Thursday, June 18, 2020

Updating my CV - Week 8

Whatever the period between week 7 and week 8 is, that has passed, and so time for anther dispatch from the rear guard of lock-down culture. Who knew there were only eight weeks in three months?

My life has consisted of a series of very minor inconveniences since March but it has felt like a side order of water torture - several lost family birthday celebrations, no retreat (it's a clergy thing) in May, the difficulty of doing eye-contact on Zoom. But this week I would have woken up to the prospect first of the breakfast buffet at the Osborne Hotel, Valetta and then a converted farmhouse in Gozo and that is more than I can cope with just now. So, given that TCMT has been told she has to take her booked holidays during furlough, we are enjoying two weeks vacation to the guest room.

There are some advantages. No early alarms to catch flights. Money saved. We will see the purple clematis flower for the first time for ages. We can read hardbacks. No mosquito bites. The bed linen and towels are nice. (Gozo farmhouse bed-linen is beautifully laundered but a little old and, despite being nearer Egypt, hasn't taken any advantage of their cotton prowess. The towels don't dry you very well but in a hot, dry country drying is best accomplished by getting out of the shower/pool and standing still for a bit.)

The flip-side is the difficulty of switching off from work as the holder of one of the few offices where you live amongst your constituency. So the work computer is going off. The work email notifications will be disabled. The landline will not be answered. I will try not to wander into the study (although it is the through route to the washing machine and beer fridge).

We live in a nice part of the country. It is the sort of place we visited for holidays in the days when we lived further north. It has nice walks. We drove ten miles on Tuesday to walk where we might not bump into people we knew. We bumped into people we knew. We also met a charmingly eccentric young man powering an electric bike with a large stick. 'Hello sir' he said 'May I stay and talk to you?' We said that was fine and question two was about how long we had been together. On hearing the answer to that one, he asked if I had made sure '...she had a good meal every night.'

After a few minutes of chatter where minds never met and my own enquiries were not even vaguely dealt with he left with a (can you guess?) 'I'll bid you both good day.' Marvellous.

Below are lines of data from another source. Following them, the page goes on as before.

PR #640, opened 2026-03-06
fix: track resource deletion in local data model (#637)

### LINKED ISSUE #637: Track resource deletion in local data model
## Problem

Swamp's local data store has no concept of resource deletion. When a delete method succeeds, the data from prior create/get/update calls persists with no marker indicating the resource is gone. This causes two related problems:

### 1. Operations on deleted resources make doomed API calls

After deleting a project, running `update` on the same model sends a PATCH to the DO API using the ID from local data, and gets a raw 404 back. Swamp has the knowledge that a delete succeeded (it just ran one), but doesn't use it. The user sees a confusing API error instead of a clear "resource was deleted" message.

### 2. Re-create after delete mixes version history

After deleting a volume and re-creating it, the version counter continues from where it left off:

- v1: `id: 8290fa55` (deleted volume)
- v2: `id: 8290fa55` (deleted volume, refreshed via get)  
- v3: `id: 407a6757` (new volume, completely different cloud resource)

Yesterday we walked nearer home and did some of the walk called the Nailsea Round. We met no-one we knew because we met no-one.

Last night there was a torrential downpour and the garage flooded. I have tried to be strict about not doing things I wouldn't do on holiday. I'm leaving the washing to stack up. I'm putting envelopes of post unopened on my desk. But not to bail out? That would be silly.

Today it is very wet. Novels, jigsaws and blog posts. A bit like the last three months of eight weeks.